Major Grey’s chutney. A sweet and sour relish made with fruits or vegetables, vinegar, sugar, and spices, chutney has been savored in India since ancient times. It takes many forms. Tradition says Major Grey, a 19th-century British officer serving in the Bengal Lancers in India, developed the mango-and-raisin version that bears his name. London condiment company Crosse & Blackwell began to produce it, and others followed suit. Major Grey’s became especially popular in the United States, likely because it is sweeter and milder than most authentic Indian chutneys. As for the major, there’s widespread doubt he ever existed.
Earl Grey tea. Charles Grey, earl and British prime minister 1830-34, never went to China. The earliest known English reference to flavoring Chinese tea with oil from the rind of a bergamot orange is from 1824, in a complaint about using bergamot to cover the taste of low-quality tea.
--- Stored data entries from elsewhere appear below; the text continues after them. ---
PR #1167, opened 2026-09-15
JavaScript Oracle KMS Storage: security dependency updates (KSM-1221)

stas-schaller:
## Summary
JavaScript Oracle KMS Storage: updates js-yaml, handlebars, minimatch, brace-expansion, picomatch, and other transitive dependencies to resolve every open Dependabot advisory on this package's `package-lock.json`.

### Maintenance
- KSM-1221 - Resolved all flagged advisories via `npm audit fix`. `package.json` unchanged; every affected package resolves within its existing declared range.

## Testing
```
cd sdk/javascript/packages/oracle && npm audit   # 0 vulnerabilities
cd sdk/javascript/packages/oracle && npm run build && npm test   # 50/50 passing
```

## Breaking Changes
None.

## Related Issues
- Jira: KSM-1221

Lore linking the two include that the earl received the bergamot recipe as a thank-you gift from a Chinese tea master; that his wife and/or the later Queen Victoria loved it; that bergamot offset the flavor of well water on the Grey family estate; and that Earl Grey gave the recipe to a partner of the tea company Jacksons of Piccadilly (now Twinings).
Editors of the Oxford English Dictionary, unable to find “Earl Grey tea” in print before the 20th century, appealed in 2012 for any earlier references to the term. Contributors found ads from 1884 for “Earl Grey’s mixture.” Sources from the 1850s and 1860s mention “Grey’s mixture” or “Grey’s tea,” perhaps with reference to tea merchant William Grey. The title of nobility may just be a later marketing ploy.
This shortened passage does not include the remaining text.